Crucially, it’s also important for your eye health. The Eye Institute recommends wearing sunglasses to protect your eyes from UV rays. Prolonged exposure can lead to several problems, including:

  1. Age-related macular degeneration
  2. Development of cataracts
  3. Growths on the white of the eye (pinguecula and pterygium)
  4. Cancer of the eyelids

However, choosing the best sunglasses for running can be tricky and some of the terms used to describe lenses can be difficult to understand. Let’s take a look at some of the features you need in running sunglasses and what these confusing descriptions mean!

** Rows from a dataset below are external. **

PR #692, opened 2020-04-30
object_name CharField -> TextField

GregoryHorvath:
Ref.: https://github.com/IFRCGo/go-frontend/issues/1129

@thenav56 @batpad The weird thing is still that the `object_name` should not really get over just a couple 100 characters anyway since it's only using the `__str__()` method of the Models.
https://github.com/IFRCGo/go-api/blob/2f8c96884d4807b9031672c9ed6a9a79aeb6c177/api/receivers.py#L70 (and below)

But changed it into a `TextField` and tested the migration locally, all the previous data remained intact.


thenav56:
@GregoryHorvath I think the issue is because of **textfield** of FieldReport which is used for `__str__`.

https://github.com/IFRCGo/go-api/blob/2f8c96884d4807b9031672c9ed6a9a79aeb6c177/api/models.py#L616
https://github.com/IFRCGo/go-api/blob/2f8c96884d4807b9031672c9ed6a9a79aeb6c177/api/models.py#L802-L804

So your changes should be enough to handle this.

Issue #669, opened 2020-04-17
Create Django admin page for maintenance of whitelisted NS domains


teklal:
At the moment adding new email domains to the list of whitelisted goes usually as follows
- there is an email by a user to the IM email to tell about problems signing up
- someone from IM team contacts a developer to add the domain(s) to the lists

Features of Running Sunglasses

Firstly, consider whether you want to use your sunglasses for running only or if you want to use them for other purposes as well. This will influence the style you choose. While some of the sunglasses in this guide will look great with your other running gear, they may look out of place in a more formal setting! Other things to consider include:

Protection from UV rays and glare

UV protection is the most important consideration and depends largely on the lenses you choose. Here’s what you can expect from each variety: Polarised lenses – reduce glare and any reflections from water or snow. Even the cheapest sunglasses may come with polarized lenses and often offer UV protection as well.

Photochromic lenses – these are ideal, appearing clear in very cloudy conditions and deepening in color in bright sunlight. Choose these if you like to run at different times of the day. Standard lenses – these are non-polarized and non-photo-color changing.

Hydrophobic lenses – these have a coating that prevents them from fogging up when it’s cold and prevents condensation from forming when you sweat. Interchangeable lenses – these are alternatives to photochromic lenses and allow you to switch styles to suit different light conditions.

Shape and fit

Ideally, choose glasses that fit your face shape so that they block the sun’s rays from as many directions as possible. They should rest comfortably on the bridge of your nose, preferably with a rubber nose rest to prevent them from sliding.

The arms should hold them firmly in place, but not too tightly. Too much pressure on the sides of your head can become very uncomfortable in the long run.

Cost

While our guide contains some affordable options, the best running sunglasses can be very expensive. Expect to pay more for very high-quality, durable lenses that stand the test of time.

Carol Jones
Author
CAROL JONES

Carol Jones is one of the fastest-growing lawyer in the United States. His professional focus is on criminal law, and he often assists clients in resolving their most difficult legal issues. Admiralty law, business litigation, intellectual property issues, class actions, and individual injuries are the mainstays of his work.